Go over the entries and report the lines where the word "before" occurs.

··· Data excerpts ···

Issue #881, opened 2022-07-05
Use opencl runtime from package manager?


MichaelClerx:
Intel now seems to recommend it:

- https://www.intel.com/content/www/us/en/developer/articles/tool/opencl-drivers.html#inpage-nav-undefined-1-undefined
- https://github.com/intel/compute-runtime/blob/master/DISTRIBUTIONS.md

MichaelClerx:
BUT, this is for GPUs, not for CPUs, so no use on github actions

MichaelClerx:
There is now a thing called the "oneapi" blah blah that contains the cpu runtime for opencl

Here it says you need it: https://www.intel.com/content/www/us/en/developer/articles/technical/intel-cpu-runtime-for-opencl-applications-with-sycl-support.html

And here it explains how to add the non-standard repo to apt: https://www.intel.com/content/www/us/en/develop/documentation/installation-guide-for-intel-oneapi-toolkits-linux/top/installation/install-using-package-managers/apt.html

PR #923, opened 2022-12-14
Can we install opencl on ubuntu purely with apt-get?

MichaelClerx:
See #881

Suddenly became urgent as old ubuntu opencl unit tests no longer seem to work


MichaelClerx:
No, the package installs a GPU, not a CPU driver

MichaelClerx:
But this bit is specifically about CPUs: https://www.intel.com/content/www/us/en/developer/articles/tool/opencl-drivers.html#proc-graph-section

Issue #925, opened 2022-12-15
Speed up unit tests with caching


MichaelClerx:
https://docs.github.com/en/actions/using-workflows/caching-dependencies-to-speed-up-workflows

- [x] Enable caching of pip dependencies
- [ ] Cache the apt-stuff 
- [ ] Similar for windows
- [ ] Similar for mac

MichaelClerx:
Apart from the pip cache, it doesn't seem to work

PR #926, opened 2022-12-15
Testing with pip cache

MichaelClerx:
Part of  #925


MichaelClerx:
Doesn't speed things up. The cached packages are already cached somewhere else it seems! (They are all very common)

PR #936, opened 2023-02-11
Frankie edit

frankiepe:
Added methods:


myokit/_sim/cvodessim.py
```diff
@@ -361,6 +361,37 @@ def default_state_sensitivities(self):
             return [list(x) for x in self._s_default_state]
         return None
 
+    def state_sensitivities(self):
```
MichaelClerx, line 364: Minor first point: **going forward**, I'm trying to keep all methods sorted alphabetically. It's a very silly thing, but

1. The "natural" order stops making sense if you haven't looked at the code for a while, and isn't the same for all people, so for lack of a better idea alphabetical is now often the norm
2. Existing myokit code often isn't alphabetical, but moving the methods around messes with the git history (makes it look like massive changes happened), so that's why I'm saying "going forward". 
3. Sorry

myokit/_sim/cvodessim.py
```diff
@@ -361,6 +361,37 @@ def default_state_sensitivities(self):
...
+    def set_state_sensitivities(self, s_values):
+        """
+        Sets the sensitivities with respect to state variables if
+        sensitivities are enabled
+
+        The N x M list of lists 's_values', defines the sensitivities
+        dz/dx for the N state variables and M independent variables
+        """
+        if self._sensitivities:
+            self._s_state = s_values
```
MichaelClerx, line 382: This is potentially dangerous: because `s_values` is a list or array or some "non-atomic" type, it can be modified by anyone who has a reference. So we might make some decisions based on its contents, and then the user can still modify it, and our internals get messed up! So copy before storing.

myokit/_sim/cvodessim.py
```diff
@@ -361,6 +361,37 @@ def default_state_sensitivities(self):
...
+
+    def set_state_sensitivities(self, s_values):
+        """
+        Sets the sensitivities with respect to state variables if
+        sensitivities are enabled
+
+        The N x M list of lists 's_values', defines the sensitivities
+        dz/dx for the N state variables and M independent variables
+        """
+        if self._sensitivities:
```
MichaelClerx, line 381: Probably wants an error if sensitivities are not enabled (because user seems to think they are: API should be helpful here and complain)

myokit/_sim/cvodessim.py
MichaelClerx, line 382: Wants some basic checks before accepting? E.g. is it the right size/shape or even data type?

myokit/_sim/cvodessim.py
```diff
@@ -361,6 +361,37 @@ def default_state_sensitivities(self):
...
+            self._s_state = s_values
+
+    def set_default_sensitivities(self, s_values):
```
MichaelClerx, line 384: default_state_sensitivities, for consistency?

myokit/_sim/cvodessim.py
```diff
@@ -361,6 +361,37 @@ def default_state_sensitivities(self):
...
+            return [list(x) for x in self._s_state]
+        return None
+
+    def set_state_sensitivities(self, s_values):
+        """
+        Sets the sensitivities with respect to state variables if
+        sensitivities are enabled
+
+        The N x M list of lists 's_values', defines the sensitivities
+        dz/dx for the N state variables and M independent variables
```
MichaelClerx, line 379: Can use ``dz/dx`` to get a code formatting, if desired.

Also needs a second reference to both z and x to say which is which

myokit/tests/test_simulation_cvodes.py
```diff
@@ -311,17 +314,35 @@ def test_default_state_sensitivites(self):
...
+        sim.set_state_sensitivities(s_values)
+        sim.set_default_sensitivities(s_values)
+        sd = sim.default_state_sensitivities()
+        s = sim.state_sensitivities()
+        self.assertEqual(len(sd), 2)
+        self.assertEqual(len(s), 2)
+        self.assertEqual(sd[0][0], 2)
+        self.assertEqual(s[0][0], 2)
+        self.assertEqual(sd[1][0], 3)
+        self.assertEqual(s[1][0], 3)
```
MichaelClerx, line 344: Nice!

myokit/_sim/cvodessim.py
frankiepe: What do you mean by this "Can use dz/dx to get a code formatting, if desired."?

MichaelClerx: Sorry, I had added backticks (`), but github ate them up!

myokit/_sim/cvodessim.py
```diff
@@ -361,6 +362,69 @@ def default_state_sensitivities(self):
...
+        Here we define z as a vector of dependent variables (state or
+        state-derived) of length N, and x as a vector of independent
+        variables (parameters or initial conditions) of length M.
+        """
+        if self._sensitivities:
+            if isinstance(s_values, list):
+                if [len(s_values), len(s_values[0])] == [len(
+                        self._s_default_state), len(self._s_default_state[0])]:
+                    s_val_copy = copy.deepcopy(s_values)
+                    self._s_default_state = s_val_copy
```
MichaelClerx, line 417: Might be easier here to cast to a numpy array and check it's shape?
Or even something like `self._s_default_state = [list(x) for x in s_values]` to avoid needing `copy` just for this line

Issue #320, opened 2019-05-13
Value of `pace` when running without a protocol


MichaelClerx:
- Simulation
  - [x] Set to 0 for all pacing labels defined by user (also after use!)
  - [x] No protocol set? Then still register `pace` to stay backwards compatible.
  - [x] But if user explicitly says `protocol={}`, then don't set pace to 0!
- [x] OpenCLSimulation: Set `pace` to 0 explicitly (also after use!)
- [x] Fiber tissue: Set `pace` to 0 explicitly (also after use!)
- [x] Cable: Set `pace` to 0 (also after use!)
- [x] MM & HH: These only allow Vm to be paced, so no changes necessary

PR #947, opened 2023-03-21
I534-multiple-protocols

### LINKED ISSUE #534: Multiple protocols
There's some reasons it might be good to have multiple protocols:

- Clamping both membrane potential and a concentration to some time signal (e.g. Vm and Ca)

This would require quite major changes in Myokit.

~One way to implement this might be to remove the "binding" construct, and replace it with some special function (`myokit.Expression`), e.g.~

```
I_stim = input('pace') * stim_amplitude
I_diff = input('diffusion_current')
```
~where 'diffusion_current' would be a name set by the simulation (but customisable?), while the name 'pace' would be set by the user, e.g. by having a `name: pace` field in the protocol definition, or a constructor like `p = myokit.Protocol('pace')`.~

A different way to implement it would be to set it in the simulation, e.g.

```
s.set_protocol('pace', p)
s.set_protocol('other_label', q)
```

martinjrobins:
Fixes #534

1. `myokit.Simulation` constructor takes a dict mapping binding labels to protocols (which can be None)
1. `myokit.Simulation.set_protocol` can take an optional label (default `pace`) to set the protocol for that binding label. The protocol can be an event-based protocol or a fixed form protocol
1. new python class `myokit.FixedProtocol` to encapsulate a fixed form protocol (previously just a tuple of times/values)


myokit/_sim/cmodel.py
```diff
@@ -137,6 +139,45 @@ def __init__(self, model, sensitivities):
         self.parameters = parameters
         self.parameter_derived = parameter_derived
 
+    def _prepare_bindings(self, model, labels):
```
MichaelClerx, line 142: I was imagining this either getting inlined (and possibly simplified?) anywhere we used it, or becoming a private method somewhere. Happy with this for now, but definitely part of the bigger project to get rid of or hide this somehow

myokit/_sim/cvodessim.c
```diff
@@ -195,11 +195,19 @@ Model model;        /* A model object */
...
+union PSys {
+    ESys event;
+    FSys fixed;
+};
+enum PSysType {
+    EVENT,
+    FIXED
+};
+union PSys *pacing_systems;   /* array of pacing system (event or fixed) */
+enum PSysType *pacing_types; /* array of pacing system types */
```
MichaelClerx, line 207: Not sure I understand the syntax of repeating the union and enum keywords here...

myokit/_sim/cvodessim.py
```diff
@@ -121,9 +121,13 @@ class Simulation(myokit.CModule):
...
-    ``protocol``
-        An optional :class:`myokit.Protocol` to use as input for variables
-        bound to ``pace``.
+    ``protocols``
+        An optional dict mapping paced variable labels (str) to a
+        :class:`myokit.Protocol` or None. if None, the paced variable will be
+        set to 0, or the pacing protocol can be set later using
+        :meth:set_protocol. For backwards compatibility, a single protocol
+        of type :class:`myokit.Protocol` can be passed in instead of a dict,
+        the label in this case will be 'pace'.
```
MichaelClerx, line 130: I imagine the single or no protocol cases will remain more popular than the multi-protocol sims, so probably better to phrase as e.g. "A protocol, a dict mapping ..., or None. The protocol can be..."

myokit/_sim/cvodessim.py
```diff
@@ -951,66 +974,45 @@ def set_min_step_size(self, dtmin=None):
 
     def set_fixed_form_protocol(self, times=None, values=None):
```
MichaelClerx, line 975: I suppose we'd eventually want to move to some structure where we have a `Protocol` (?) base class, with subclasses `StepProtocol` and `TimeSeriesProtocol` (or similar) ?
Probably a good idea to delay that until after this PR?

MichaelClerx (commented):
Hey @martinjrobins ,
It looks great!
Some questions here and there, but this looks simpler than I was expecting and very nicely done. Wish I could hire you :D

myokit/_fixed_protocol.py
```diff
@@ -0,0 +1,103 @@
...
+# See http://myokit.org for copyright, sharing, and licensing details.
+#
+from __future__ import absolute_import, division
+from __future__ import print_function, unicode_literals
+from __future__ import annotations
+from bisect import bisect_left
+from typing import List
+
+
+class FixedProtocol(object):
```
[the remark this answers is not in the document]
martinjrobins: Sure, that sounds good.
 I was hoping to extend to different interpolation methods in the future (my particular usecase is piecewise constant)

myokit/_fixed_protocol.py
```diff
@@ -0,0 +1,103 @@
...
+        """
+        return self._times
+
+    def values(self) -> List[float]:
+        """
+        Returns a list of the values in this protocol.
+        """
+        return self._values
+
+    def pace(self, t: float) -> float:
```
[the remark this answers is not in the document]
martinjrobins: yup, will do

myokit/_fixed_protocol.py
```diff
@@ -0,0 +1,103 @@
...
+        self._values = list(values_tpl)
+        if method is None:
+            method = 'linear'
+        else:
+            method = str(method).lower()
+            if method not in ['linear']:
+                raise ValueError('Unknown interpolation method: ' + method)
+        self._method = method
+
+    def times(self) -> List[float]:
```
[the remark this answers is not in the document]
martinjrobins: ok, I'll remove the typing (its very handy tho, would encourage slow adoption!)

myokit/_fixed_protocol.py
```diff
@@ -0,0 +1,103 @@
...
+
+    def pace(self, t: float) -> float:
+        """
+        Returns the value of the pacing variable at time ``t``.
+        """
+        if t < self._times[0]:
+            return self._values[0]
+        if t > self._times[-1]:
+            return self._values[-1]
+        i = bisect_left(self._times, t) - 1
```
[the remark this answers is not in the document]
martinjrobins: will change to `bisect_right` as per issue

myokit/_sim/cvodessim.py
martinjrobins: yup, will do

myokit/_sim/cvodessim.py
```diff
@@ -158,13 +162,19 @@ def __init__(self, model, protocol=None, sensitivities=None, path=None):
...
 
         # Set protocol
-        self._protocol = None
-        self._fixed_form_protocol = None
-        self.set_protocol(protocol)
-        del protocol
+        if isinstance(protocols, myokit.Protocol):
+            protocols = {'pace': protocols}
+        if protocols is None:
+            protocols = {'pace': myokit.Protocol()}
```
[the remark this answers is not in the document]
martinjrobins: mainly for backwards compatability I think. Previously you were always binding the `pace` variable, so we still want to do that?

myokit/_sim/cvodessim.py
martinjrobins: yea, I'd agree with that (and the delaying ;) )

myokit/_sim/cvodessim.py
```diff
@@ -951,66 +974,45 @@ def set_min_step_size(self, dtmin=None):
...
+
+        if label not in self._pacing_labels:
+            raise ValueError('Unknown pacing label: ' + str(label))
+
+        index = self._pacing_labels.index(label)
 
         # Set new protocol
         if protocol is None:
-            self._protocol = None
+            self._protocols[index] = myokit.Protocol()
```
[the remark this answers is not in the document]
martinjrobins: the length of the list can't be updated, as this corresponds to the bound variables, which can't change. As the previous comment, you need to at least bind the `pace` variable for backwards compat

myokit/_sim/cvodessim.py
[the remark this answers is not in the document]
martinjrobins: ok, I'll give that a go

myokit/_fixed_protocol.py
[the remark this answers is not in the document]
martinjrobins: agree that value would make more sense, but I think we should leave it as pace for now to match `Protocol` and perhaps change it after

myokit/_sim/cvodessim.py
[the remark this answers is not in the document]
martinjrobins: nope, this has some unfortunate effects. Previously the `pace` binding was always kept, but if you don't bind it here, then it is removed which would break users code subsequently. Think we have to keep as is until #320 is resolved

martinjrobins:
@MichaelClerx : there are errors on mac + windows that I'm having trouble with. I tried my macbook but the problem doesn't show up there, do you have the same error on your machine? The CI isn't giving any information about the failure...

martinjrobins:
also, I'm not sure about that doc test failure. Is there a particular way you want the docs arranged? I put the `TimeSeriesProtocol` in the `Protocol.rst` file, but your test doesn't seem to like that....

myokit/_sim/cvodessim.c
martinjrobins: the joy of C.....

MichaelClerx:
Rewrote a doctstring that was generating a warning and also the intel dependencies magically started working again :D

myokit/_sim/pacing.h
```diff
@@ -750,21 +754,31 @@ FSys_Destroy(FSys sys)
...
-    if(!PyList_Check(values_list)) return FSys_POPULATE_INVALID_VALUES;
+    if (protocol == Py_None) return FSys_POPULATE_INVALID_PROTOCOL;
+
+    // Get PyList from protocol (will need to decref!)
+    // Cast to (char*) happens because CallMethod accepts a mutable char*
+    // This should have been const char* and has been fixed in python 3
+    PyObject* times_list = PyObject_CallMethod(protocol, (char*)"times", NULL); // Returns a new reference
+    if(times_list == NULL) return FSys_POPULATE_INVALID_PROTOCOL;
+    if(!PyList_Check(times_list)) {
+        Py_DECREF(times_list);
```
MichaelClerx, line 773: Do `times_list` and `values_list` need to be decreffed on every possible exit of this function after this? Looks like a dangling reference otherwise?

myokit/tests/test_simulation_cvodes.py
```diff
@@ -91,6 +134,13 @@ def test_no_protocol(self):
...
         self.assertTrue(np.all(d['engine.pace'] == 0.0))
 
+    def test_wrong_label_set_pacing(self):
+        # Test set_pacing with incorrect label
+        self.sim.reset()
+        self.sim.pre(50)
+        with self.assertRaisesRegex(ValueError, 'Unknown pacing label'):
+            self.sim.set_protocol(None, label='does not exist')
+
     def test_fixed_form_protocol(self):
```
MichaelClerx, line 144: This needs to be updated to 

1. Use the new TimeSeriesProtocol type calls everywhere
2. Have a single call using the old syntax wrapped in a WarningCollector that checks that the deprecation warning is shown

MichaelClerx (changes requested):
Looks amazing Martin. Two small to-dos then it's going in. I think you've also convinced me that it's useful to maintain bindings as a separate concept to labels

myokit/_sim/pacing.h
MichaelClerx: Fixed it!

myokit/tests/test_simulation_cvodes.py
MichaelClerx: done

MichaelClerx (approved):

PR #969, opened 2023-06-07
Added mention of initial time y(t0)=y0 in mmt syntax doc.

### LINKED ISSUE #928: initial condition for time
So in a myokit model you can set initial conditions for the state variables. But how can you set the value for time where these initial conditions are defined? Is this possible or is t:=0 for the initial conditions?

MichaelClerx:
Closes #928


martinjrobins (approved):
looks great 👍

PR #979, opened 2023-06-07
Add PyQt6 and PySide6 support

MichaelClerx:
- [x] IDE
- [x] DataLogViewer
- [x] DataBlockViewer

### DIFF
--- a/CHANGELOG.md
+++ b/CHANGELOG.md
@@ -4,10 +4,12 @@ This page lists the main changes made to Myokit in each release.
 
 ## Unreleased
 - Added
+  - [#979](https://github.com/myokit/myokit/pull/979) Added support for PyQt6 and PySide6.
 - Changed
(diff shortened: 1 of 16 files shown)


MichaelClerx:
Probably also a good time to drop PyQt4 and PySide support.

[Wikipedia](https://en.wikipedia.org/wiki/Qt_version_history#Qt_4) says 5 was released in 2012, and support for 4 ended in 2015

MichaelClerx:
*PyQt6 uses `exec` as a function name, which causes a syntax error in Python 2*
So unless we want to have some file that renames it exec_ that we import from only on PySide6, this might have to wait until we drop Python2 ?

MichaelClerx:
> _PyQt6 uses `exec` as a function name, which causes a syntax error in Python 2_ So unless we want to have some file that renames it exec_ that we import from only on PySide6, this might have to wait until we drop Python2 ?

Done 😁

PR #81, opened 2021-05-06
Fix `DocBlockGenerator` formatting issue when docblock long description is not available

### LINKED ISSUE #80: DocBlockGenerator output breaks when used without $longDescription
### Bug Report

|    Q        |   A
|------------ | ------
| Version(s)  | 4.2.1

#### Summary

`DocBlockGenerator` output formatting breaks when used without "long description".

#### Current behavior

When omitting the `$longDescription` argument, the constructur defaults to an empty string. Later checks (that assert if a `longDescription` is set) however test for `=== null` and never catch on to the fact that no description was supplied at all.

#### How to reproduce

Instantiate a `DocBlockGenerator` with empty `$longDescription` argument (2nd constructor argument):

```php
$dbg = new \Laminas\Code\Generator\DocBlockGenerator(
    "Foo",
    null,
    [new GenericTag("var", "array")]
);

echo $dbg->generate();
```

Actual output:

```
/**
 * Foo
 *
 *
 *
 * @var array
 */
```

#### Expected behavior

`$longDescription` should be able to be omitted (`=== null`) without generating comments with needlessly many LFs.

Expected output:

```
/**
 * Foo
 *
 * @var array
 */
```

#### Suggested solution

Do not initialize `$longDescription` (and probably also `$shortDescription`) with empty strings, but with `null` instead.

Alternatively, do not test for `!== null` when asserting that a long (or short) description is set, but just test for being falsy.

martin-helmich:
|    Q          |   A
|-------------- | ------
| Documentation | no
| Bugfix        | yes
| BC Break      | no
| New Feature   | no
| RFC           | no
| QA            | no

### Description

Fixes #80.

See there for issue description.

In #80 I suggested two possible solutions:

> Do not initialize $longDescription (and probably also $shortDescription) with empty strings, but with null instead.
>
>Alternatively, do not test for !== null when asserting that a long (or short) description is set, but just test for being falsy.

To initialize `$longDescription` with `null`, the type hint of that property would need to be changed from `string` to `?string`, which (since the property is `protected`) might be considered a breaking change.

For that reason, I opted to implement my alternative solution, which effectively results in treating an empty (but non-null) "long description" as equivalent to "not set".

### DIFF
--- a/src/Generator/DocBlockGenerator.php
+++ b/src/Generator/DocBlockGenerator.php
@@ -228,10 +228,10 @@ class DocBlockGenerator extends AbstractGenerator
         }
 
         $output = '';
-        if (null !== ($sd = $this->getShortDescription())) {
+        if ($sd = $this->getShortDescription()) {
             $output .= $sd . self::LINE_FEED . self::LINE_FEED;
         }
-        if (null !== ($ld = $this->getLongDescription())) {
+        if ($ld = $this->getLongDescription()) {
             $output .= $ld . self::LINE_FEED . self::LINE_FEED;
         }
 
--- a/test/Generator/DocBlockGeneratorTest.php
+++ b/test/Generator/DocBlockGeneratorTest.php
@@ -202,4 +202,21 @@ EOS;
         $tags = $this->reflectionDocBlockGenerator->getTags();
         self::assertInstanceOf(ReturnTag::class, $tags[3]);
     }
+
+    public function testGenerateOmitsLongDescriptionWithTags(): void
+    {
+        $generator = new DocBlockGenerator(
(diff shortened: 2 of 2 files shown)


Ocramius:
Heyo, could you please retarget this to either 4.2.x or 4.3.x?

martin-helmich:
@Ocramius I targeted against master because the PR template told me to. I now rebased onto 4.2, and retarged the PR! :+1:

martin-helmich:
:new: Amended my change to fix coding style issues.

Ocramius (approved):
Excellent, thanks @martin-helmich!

···

- [Solution for this task]:
MichaelClerx, line 382: This is potentially dangerous: because `s_values` is a list or array or some "non-atomic" type, it can be modified by anyone who has a reference. So we might make some decisions based on its contents, and then the user can still modify it, and our internals get messed up! So copy before storing.
MichaelClerx, line 382: Wants some basic checks before accepting? E.g. is it the right size/shape or even data type?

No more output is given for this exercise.